I am interested in using fish oil. We adopted Maya and the best guess we have on breed is chow/husky mix. Her fur is thick, longer on the top, tail and back haunches. She sheds quite a bit and we use an undercoat rake and a furminator once or twice a week. When you give fish oil, is it in the pill form or do you give it from the bottles of liquid I have seen in the store. Also how much and how often do you give it?


----------



## Jax (Feb 14, 2010)

woofie said:


> I am interested in using fish oil. We adopted Maya and the best guess we have on breed is chow/husky mix. Her fur is thick, longer on the top, tail and back haunches. She sheds quite a bit and we use an undercoat rake and a furminator once or twice a week. When you give fish oil, is it in the pill form or do you give it from the bottles of liquid I have seen in the store. Also how much and how often do you give it?

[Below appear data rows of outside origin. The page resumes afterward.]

Issue #1404, opened 2026-08-12
Audit: Rust registers 25 of Go v1.0.0's 39 schema definition validators


jackzampolin:
Go v1.0.0 registers **39** schema definition validators; Rust registers **25**. Each unmatched Go validator is a schema Rust may accept and Go rejects — i.e. a candidate parity gap with data-integrity consequences, since schema validation is what prevents documents from entering illegal states.

One has already been confirmed and split out: #1403 (`validateNonNillableFieldNotAdded`). This issue tracks confirming or dismissing the rest.

Sources: Go `internal/db/definition_validation.go` (registration lists around `:135-187`); Rust `crates/schema/src/definition_validation/mod.rs`.

## Candidates

Name-variant matches are already accounted for (`validate_source_belongs_to_host` ≈ `validateCollectionSourceFromSameCollection`, `validate_branchable_not_mutated` = `validateCollectionIsBranchableNotMutated`, `validate_version_id_not_mutated` = `validateCollectionVersionIDNotMutated`).

**Relation integrity** — the densest cluster, and the one where a missing check most plausibly corrupts data rather than merely diverging:
- [ ] `validateRelationPointsToValidKind`
- [ ] `validateSecondaryFieldsPairUp`
- [ ] `validateSingleSidePrimary`
- [ ] `validateRelationNameSet`
- [ ] `validateRelationalFieldIDType`
- [ ] `validateSelfReferences`

**Views and collection state:**
- [ ] `validateSingleVersionActive`
- [ ] `validateDematerializedViewHasNoData`
- [ ] `validateCollectionID`
- [ ] `validateVersionID`

**Fields, policy, indexes:**
- [ ] `validateCollectionFieldDefaultValue`
- [ ] `validateCollectionDefinitionPolicyDesc` — security-adjacent; a policy description Go rejects being accepted here is worth checking carefully
- [ ] `validateEncryptedIndexes`

## Method for each

1. Read the Go implementation and state precisely what it rejects.
2. Search Rust for equivalent enforcement — **not only `crates/schema`**. Some of these may legitimately be enforced earlier, at SDL parse time in `crates/query-parse`, or during relation construction in `crates/schema/src/relation.rs`. Absence from the validator list is not by itself absence of the check, which is exactly the mistake this issue exists to avoid making 13 times.
3. If genuinely unenforced: construct the schema Go rejects, confirm Rust accepts it, and split out a sub-issue with the repro.
[...]

PR #1488, opened 2026-08-15
fix(schema): validate encrypted index fields

iverc:
Refs #1404.

## Problem

Rust validated encrypted-index directives while parsing SDL, but raw `CollectionVersion` definitions could still reference missing fields or declare more than one encrypted index for the same field. Go rejects both states during collection validation.

## What changed

- Validate encrypted indexes in the shared `CollectionVersion::validate` boundary.
- Reject indexes that reference missing fields.
- Reject duplicate encrypted indexes on one field.
- Add regression coverage for both invalid definitions.

## Validation

- [x] `cargo test -p schema`
- [x] `cargo test -p db collection`
- [x] `cargo clippy -p schema --all-targets -- -D warnings`


vertexclique (approved):

jackzampolin:

PR #1489, opened 2026-08-15
fix(schema): validate relation ID field kinds

iverc:
Refs #1404.

Depends on #1488.

## Problem

Relation finalization skips generating a backing field when one already exists. Rust did not verify that an existing field such as `_authorID` was a `DocID`, so a malformed definition could preserve another scalar kind and be persisted. Go rejects this state through `validateRelationalFieldIDType`.

## What changed

- Validate existing backing fields for non-array relations.
- Return a specific schema error when the backing field is not `DocID`.
- Add regression coverage for a relation backed by a string field.

## Validation

- [x] `cargo test -p schema`
- [x] `cargo test -p db collection`
- [x] `cargo clippy -p schema --all-targets -- -D warnings`
- [x] `git diff --check`

### DIFF
--- a/crates/schema/src/collection.rs
+++ b/crates/schema/src/collection.rs
@@ -330,6 +330,7 @@ impl CollectionVersion {
         self.validate_no_duplicate_index_names()?;
         self.validate_encrypted_indexes()?;
         self.validate_fields()?;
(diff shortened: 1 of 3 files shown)


vertexclique (approved):

jackzampolin:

The fish oil will improve your dogs coat and therefore MAY decrease shedding, but just like the OP's, your type of dog is going to shed a lot. Period. IF she has dry skin or coat or seems to scratch a lot, fish oil may help. You can either use the liquid kind for pets or gel tablets, it's really six in one half a dozen the other, though if youd dog is difficult about swallowing pills I'd advise the liquid. Otherwise the gel tabs are probably easier. The liquid for pets will have directions based on weight on the package, it varies by brand and concentration. You can use regular people supplements, as long as you've checked to make sure there are no other additives and they're not combined vitamins. General consensus seems to be that you CAN give up to 1500 mg per 20 pounds per day, but you probably DON'T need to give that much. I would just start giving two (depending on her size, I'm assuming she's fairly large) 1000 mg gels (this is the size people ones typically come in) a day, and see how she does.


----------



## Kathyy (Jun 15, 2008)

The blow out is the best thing. If you could give a weekly 5 minute warm water rinse or bath and brush out the dog until dry it removes huge amounts of fur though. Then between rinse/baths the shedding will be diminished.

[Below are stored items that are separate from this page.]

Issue #1425, opened 2026-08-12
Five Go v1.0.0 HTTP routes are absent from Rust, including /openapi.json


jackzampolin:
Found by executing #1419's route-table comparison against both running binaries, rather than by reading code.

## Method

Started Go v1.0.0 (`3de01484`) and Rust side by side, pulled Go's authoritative route list from its own `GET /openapi.json` (64 method+path pairs), and probed each against Rust.

Route presence was determined with a **method-based discriminator** — an unsupported verb returns `405` when the path exists and `404` when it does not — validated against a known-present route first. This matters: a naive status probe reports `404` for *both* "route absent" and "collection does not exist", and three routes (`/collections/{name}`, `/collections/{name}/document/{docID}`, `/collections/{name}/truncate`) initially looked missing and are in fact present. They are not part of this issue.

## Genuinely absent from Rust

| Method | Go v1.0.0 route | Purpose |
|---|---|---|
| POST | `/ccip` | Chainlink CCIP read interface |
| GET | `/ccip/{sender}/{data}` | CCIP read, GET form |
| GET | `/node/options` | node configuration readback |
| POST | `/p2p/disconnect` | disconnect a peer |
| GET | `/openapi.json` | Go serves 36,940 bytes; Rust 404s |

Path mismatches — Rust has the capability at a different path — are tracked in #1411 rather than here (`acp/policy`, `view`/`views`).

## Assessment per route

These are not equal, and this issue should probably be split once each is judged:

- **`/openapi.json`** is the one I would rate highest. Go publishes a machine-readable contract; Rust publishes none. Any client generating bindings from the spec has nothing to generate from, and it is also what made *this* comparison cheap — the absence is self-perpetuating.
- **`/node/options`** is a readback of node configuration. Related to the unenforced-flag cluster (#1296, #1413, #1414): a client cannot even ask what the node thinks its configuration is.
- **`/p2p/disconnect`** is a real capability gap in P2P management, and `defra-agent` uses P2P heavily.
- **`/ccip`** may well be deliberate — CCIP is a Chainlink integration and may be out of scope for the Rust runtime. If so it should be recorded as an explicit non-goal rather than an unmentioned absence, per #1391's treatment of deliberate divergence.

## Scope check

All five are present at Go v1.0.0 (`3de01484`), taken from that build's own spec, so none are post-tag additions.

PR #1490, opened 2026-08-16
fix(http): add the P2P disconnect route

iverc:
## Problem

The Rust HTTP API does not expose the Go-compatible `POST /api/v0/p2p/disconnect` route, so API clients cannot explicitly disconnect peers through the same interface. This is one of the route parity gaps tracked in #1425.

## What changed

- register `/p2p/disconnect` under both API versions
- accept Go-compatible address arrays, validate each address, and delegate to the existing P2P disconnect operation
- enforce the `P2pPeerDisconnect` permission
- cover route delegation and permission selection

## Validation

- [x] `cargo clippy -p defra-http --all-targets -- -D warnings`
- [x] `git diff --check`

Refs #1425

### DIFF
--- a/crates/http/src/router/routes.rs
+++ b/crates/http/src/router/routes.rs
@@ -168,6 +168,7 @@ pub(crate) fn create_router_with_state_and_body_limits(
         )
         .route("/active-peers", get(handlers::p2p::active_peers)) // Go-compatible
         .route("/connect", post(handlers::p2p::connect)) // Go-compatible
+        .route("/disconnect", post(handlers::p2p::disconnect)) // Go-compatible
         .route("/peers", get(handlers::p2p::list_peers))
         .route("/peers", post(handlers::p2p::connect_peer)) // Legacy
         .route("/replicators", get(handlers::p2p::list_replicators)) // Go uses /replicators
@@ -356,7 +357,8 @@ pub(crate) fn create_router_with_state_and_body_limits(
 mod tests {
     use super::*;
     use crate::mock::{
-        FailingMockP2POperations, MockDocumentAcpOperations, MockQueryExecutor, MockRestOperations,
+        FailingMockP2POperations, MockDocumentAcpOperations, MockP2POperations, MockQueryExecutor,
+        MockRestOperations,
     };
     use crate::router::{
         DocumentAcpOperations, ManageRequester, P2POperations, P2PResult, P2pDocumentInfo,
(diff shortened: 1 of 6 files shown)


crates/http/src/route_permissions_tests.rs
```diff
@@ -121,6 +121,10 @@ mod tests {
             route_permission("/api/v0/p2p/shareable-address", &Method::GET),
             RoutePermission::Required(NodePermission::P2pPeerInfo)
         );
+        assert_eq!(
```
vertexclique: Can you check tests migration to the top level of the crate?
e.g. https://github.com/sourcenetwork/defradb.rs/pull/1498/changes#diff-704fdcd3276ce4a2677dbbeb80eb7205ebbb76555569e6f6283812bdf9683fc9

jackzampolin:

crates/http/tests/route_permissions.rs
```diff
@@ -0,0 +1,549 @@
+//! Exhaustive permission table tests for route permissions.
```
jackzampolin: **[suggestion]** The follow-up commit recreates `crates/http/tests/route_permissions.rs` and deletes the old in-crate copies. That move already landed on main (with extra coverage: `every_mount_form_uses_the_same_permission_as_v0`, `near_miss_version_segments_are_not_folded`, and an exhaustive table that has since drifted, e.g. `DELETE /collections/:name` is `DocumentDelete`). Applying this file as added would conflict with, and can clobber, those tests. Disconnect itself only needs two rows in the existing table.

The past couple years shed season has been shorter and more intense. I like that! Her fur stays in the coat until I remove it. I like that too. It must come out though. Every one of the 7,365,937,264 hairs! Every year.


----------



## MagicRe (Jan 8, 2010)

we have a pug. anyone who knows pugs knows that when they breathe, they shed.

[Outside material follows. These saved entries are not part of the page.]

Issue #1497, opened 2026-08-17
route_permissions table is dead for every parameterized route: it uses :name where axum 0.8 MatchedPath yields {name}


vertexclique:
Found while fixing #1411. This one is **not** a Go-parity gap: it is a Rust-internal defect in the auth middleware's route table. Triage procedure: #1391, question 2.

## The defect

`crates/http/src/route_permissions.rs` matches parameterized routes with **colon** syntax:

```rust
"/api/v0/collections/:name" => match *method { ... }
"/api/v0/collections/:name/document/:docID" => match *method { ... }
"/api/v0/tx/:id" => RoutePermission::IdentityOnly,
```

The lookup key is axum's `MatchedPath` (`crates/http/src/auth_middleware.rs:34-43`), which returns the route template **exactly as registered**. Routes are registered with axum 0.8 **brace** syntax (`crates/http/src/router/routes.rs`):

```rust
.route("/{name}", get(...).post(...).delete(...))
.route("/{name}/document/{docID}", get(handlers::get_document))
```

axum's own test asserts this: `assert_eq!(res.text().await, "/{a}/{b}")` for a router nested at `/{a}` with an inner route `/{b}` (`axum-0.8.9/src/extract/matched_path.rs:176-183`).

So `MatchedPath` yields `/api/v0/collections/{name}` and the table is keyed on `/api/v0/collections/:name`. **They never match.** `normalize_api_version` (line 303) rewrites only the version prefix, not the parameter syntax.

## What actually happens today

Every request to a parameterized route falls through to the `_` arm (`route_permissions.rs:292`):

```rust
_ => {
    tracing::warn!(path = path, method = %method, "Route not in permission table — applying safe default (DocumentRead)");
    RoutePermission::Required(NodePermission::DocumentRead)
}
```

Consequences, in order of how much they matter:

1. **The middleware's permission is wrong for every parameterized route.** `DELETE /collections/{name}` is enforced as `DocumentRead` where the table says `CollectionPatch`; `DELETE /collections/{name}/truncate` as `DocumentRead` where the table says `CollectionTruncate`; `POST /collections/{name}/indexes` as `DocumentRead` where the table says `IndexCreate`, and so on for every `:name`, `:id`, `:docID`, `:index`, `:field` entry.

[...]

Issue #1492, opened 2026-08-17
DELETE /collections/{name} destroys the whole collection where Go deletes only the documents matching a filter


vertexclique:
Found while fixing #1411 by diffing Go's full route table against Rust's router. Triage procedure: #1391.

## Divergence

Go and Rust both serve `DELETE /api/v{0,1}/collections/{name}`. They mean entirely different things.

| | Go v1.0.0 | Rust |
|---|---|---|
| Handler | `DeleteDocumentsWithFilter` (`http/handler_collection.go:511`) | `handlers::delete_collection` (`crates/http/src/router/routes.rs:95`) |
| Request body | `{"filter": {...}}` (`DeleteCollectionRequest`, `http/handler_collection.go:32`) | ignored |
| Effect | deletes the **documents** matching the filter | deletes the **collection and every one of its versions** (`crates/db/src/collection_ops/delete.rs:72`) |
| Response | `{"Count": n, "DocIDs": [...]}` (`client.DeleteResult`, `client/collection.go:198`) | `{}` |

Go's own HTTP client, the reference implementation of the wire contract, builds exactly this request in `Collection.DeleteDocumentsWithFilter` (`http/client_document.go:299-321`): `DELETE` to `apiURL.JoinPath("collections", name)` with the filter as the body.

## Consequence

A Go-compatible client that asks a Rust node to delete a few documents by filter **destroys the entire collection instead**, and gets a success response. There is no error, no warning, and no way for the client to tell.

This is worse than the 404 in #1411. A 404 fails loudly and the caller knows nothing happened. This succeeds and does something far more destructive than what was asked.

## Why the existing audit missed it

#1425 probed this path and recorded it as "present", because its method-based discriminator (an unsupported verb returns 405 when the path exists and 404 when it does not) proves a path **resolves**. It cannot prove the path **means the same thing**. Route-presence parity and route-semantics parity are different properties, and only the first has been checked so far.

## The fix looks cheap

Rust already has a Go-compatible home for collection deletion: `DELETE /api/v0/collections?name=Users&active-only=true`, handled by `delete_collections_by_names` (`crates/http/src/handlers/collections.rs:456`). That is already what the Rust CLI calls (`crates/cli/src/commands/client/http_client/collection.rs:64`), and a workspace-wide search finds **nothing** that calls the parameterized form over HTTP.

[...]

PR #1498, opened 2026-08-17
fix(http): serve Go's wire paths for policy registration and views

### LINKED ISSUE #1411: POST /acp/policy (Rust) does not match Go's wire route POST /acp/document/policy for AddDACPolicy, breaking any Go-compatible client's policy registration call
Found by a systematic Go-parity audit of `http-wire`. Triage procedure: #1391.

## Divergence

Go registers AddDACPolicy at POST /api/v{0,1}/acp/document/policy, and Go's official http.Client (the reference implementation of the wire contract) posts to exactly that path. Rust's router (crates/http/src/router/routes.rs) nests the ACP routes under /acp and registers add_policy at the bare "/policy" sub-path, i.e. POST /api/v{0,1}/acp/policy — there is no /acp/document/policy route registered anywhere in Rust's single production router-construction function (create_router_with_state_and_sync_body_limit, the only call site used by server.rs). All the other ACP paths Go's client calls (acp/document/relationship POST+DELETE, acp/node/relationship POST+DELETE, acp/node/re-enable, acp/node/disable, acp/node/status) do have exact Rust counterparts at matching paths — only document/policy diverges.

## Consequence

Any client written against Go's documented/actual wire API (including Go's own http.Client.AddDACPolicy, or any third-party client mimicking it) that POSTs a policy definition to /api/v0/acp/document/policy against a Rust server gets a 404 Not Found instead of a policy being registered. ACP policy registration over HTTP — a core, security-relevant, advertised feature — silently fails for any Go-compatible client, even though Rust's own internal handler and response shape ({"PolicyID": ...}) are otherwise correctly Go-compatible.

## References

- **Rust:** crates/http/src/router/routes.rs:167 (nested under /acp at line 268, so the live path is /api/v{0,1}/acp/policy); handler doc-comment at crates/http/src/handlers/acp.rs:33 asserting Go-compatibility
- **Go v1.0.0 (`3de01484`):** http/handler_acp.go:338 (router.AddRoute("/acp/document/policy", http.MethodPost, addPolicyDAC, h.AddDACPolicy)); confirmed as the real wire contract by Go's own HTTP client at http/client_acp.go:34 (methodURL := c.http.apiURL.JoinPath("acp", "document", "policy"))

## Verification done

Read the entirety of crates/http/src/router/routes.rs (single production route-registration function, confirmed as the only call site feeding server.rs via crates/http/src/server.rs and crates/http/src/lib.rs) — no /document/policy route exists anywhere in the file, under /acp or otherwise. Also checked crates/http/src/handlers/acp.rs in full; its own doc-comments claim path POST /api/v0/acp/policy, self-consistently confirming no alias exists in the handler-registration wiring.

vertexclique:
Closes #1411.

Go serves three routes Rust answered 404 on, because Rust registered the same handlers at different paths. Fixing only the paths would have left two of the three still broken, so the request contracts are fixed with them.

| Go v1.0.0 | Rust before | Now |
|---|---|---|
| `POST /acp/document/policy` | 404 (served at `/acp/policy`) | serves both |
| `POST /view` | 404 (served at `/views`) | serves both, and accepts Go's `TransformCID` |
| `POST /view/refresh` | 404, then 400 on Go's bodyless request | serves both, with all four of Go's selectors |

Additive on the Rust side: every existing path, body key and client keeps working. Go is untouched.

Three defects the routing fix alone would have shipped:

- **`TransformCID` silently dropped.** Go marshals the view transform under that name; Rust read `Transform` and is not `deny_unknown_fields`, so the view was created without its lens transform and the caller got a 200.
- **Go's own refresh request rejected.** `setDefaultHeaders` sets a JSON content type on every request and `RefreshViews` sends a nil body, which `Json<T>` refuses with 400.
- **A selection silently widened.** `Option<Json<T>>` discards a body sent without a JSON content type, turning a one-view refresh into every view, with no way for the caller to tell.

Rust's CLI now speaks the same wire contract: `view refresh` gained `--collection-id`, `--version-id` and `--get-inactive` to match Go, and the paths come from `defra_http::go_paths` so client, router and tests cannot drift.

Also in this commit, kept together at the operator's direction rather than split:

- route permission tests moved out of `src/` into `tests/`, with the two duplicated exhaustive lists merged into one
- two pre-existing test flakes fixed (`defra-core` identity store, `defra-node` conflict metrics), each proven by stress runs
- pre-existing rustdoc errors fixed across `crypto`, `schema`, `db`, `cli`, `defra-core` and `http`

**Gate:** fmt 0, clippy 0, rustdoc 0 on every touched crate, 5036 passed / 0 failed across 236 binaries. `just doc` workspace-wide is still red on a pre-existing 80-error backlog in `crates/storage`, untouched here.

**Not verified:** the `go_*` halves of the new cross-runtime tests need a Go binary and run in CI. Their `rust_*` halves pass locally.

Six further Go-parity route defects found during this work are filed separately as #1492 to #1497, one of them data-loss class.


vertexclique:
There are bunch of ACP related issues, I have created them to be on par with golang. This work just surfaced them.
cc/ @jackzampolin

crates/db/src/view_ops.rs
```diff
@@ -79,26 +132,22 @@ async fn delete_prefix(store: &NamespaceView, prefix: Vec<u8>) -> Result<()> {
...
         let views_to_refresh: Vec<_> = collections
             .iter()
-            .filter(|col| col.query.is_some() && col.is_materialized && !col.is_embedded_only)
-            .filter(|col| {
-                names_filter
-                    .map(|names| names.contains(&col.name))
-                    .unwrap_or(true)
-            })
+            .filter(|col| is_refreshable_view(col))
+            .filter(|col| options.selects(col))
```
iverc, line 180: A missing `version_id` filters this scan to an empty list and returns `Ok(())`. Go performs a direct version lookup and propagates not-found, so a typo currently looks like a successful refresh. Please validate an explicit version ID before filtering.

crates/db/src/view_ops.rs
```diff
@@ -79,26 +132,22 @@ async fn delete_prefix(store: &NamespaceView, prefix: Vec<u8>) -> Result<()> {
...
+    /// Clears and rebuilds the view cache for each materialized view the
+    /// options select. Without options, every materialized view is refreshed.
+    pub async fn refresh_views(&self, options: RefreshViewsOptions) -> Result<()>
     where
         S: 'static,
     {
-        // Get all collections
-        let collections = self.get_all_active_collections_internal()?;
+        let collections = if options.needs_all_versions() {
+            self.get_all_collection_versions().await?
```
iverc: `needs_all_versions()` can include inactive versions here, but `build_view_cache` still constructs its query runner from active schemas only. Versions share the same cache namespace, so refreshing an inactive renamed version can clear the live cache and then fail to resolve the old name; a same-name version is rebuilt from the active definition instead of the requested one. We should build with the selected version's schema, or avoid inactive selection until the builder supports it.

crates/cli/src/commands/client/http_client/view.rs
```diff
@@ -36,10 +76,9 @@ impl HttpClient {
         self.post_json(&url, &body).await
     }
 
-    pub async fn view_refresh(&self, names: Option<Vec<String>>) -> Result<JsonValue> {
-        let url = format!("{}/api/v0/views/refresh", self.base_url());
-        let body = ViewNamesRequest { names };
-        self.post_json(&url, &body).await
+    pub async fn view_refresh(&self, selectors: &ViewRefreshSelectors) -> Result<JsonValue> {
+        let url = format!("{}{}", self.view_refresh_url(), selectors.query_string());
+        self.post_json(&url, &serde_json::json!({})).await
```
iverc: Go's refresh handler returns 200 with an empty body, but `post_json` always deserializes response JSON. Against a Go node, the refresh succeeds and the CLI then reports an EOF/deserialization error. Could this use the void-response path so both Go's empty response and Rust's `{}` response are accepted?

we brush him every week....we get him groomed every six weeks.

we also give him 'missing link'...which has halved the shedding.

he also gets 500 iu of alaska salmon oil gel caps every few days....

malia also sheds. we believe she is a corgi/red heeler/lab/whatever ditch dog.

before missing link and salmon oil, my house was black.


----------



## arieslu (Nov 6, 2007)

Hi everyone!! I have a Puggle names Marley. She is a shedding machine. She's about 25 -30lbs. I am very interested in learning about giving her fish oil pills..does anyone know how many mg per pill I should give her and how many times per day? 

Thanks!! Lucy


----------



## TomN (Jul 1, 2007)

arieslu said:


> Hi everyone!! I have a Puggle names Marley. She is a shedding machine. She's about 25 -30lbs. I am very interested in learning about giving her fish oil pills..does anyone know how many mg per pill I should give her and how many times per day?
> 
> Thanks!! Lucy


If you get the 1000 mg gel tabs you can give 2 per day. If you feed twice daily I would give one pill each feeding. If she won't take the pill whole or tossed into her food then puncture it and squeeze it out over her food. 

I've had good luck with the Spring Valley brand of fish oil sold at Walmart in two-packs for added cost savings. 

Note: It takes a while to take affect so you may not see any results for at least 4-6 weeks. You might want to think about also giving a vitamin E supplement with the fish oil as they work together.


----------



## hungover (Jul 9, 2008)

Rather than fish oil you might want to look at salmon oil.

Generic fish oils tend to be lower quality products that contain parts of the fish that you would never want to eat.

The quality salmon oils- Grizzly, Kronch and Healthy Hounds are cold pressed and dont contain fish guts etc.

I also believe that the ratio of omega 3 and 6 is better suited to dogs and there is less risk of overdosing on vitamin D.

Because dogs love the taste there is no need for caps. I know many owners who use salmon oil on the food when introducing their dogs to new foods to entice them to eat it.


----------